* YOUR INSTRUCTIONS *
Output only this range of the data below: the line that contains "feat(context-menu): add context" through the final line, both ends included, each retyped exactly.

* INFORMATION GIVEN *
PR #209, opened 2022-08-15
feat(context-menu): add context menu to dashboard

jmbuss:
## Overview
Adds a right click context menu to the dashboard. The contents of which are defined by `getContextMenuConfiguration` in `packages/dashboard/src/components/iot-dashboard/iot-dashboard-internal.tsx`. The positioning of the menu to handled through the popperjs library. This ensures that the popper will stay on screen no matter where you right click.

* RESULT OF THIS TASK *
feat(context-menu): add context menu to dashboard

jmbuss:
## Overview
Adds a right click context menu to the dashboard. The contents of which are defined by `getContextMenuConfiguration` in `packages/dashboard/src/components/iot-dashboard/iot-dashboard-internal.tsx`. The positioning of the menu to handled through the popperjs library. This ensures that the popper will stay on screen no matter where you right click.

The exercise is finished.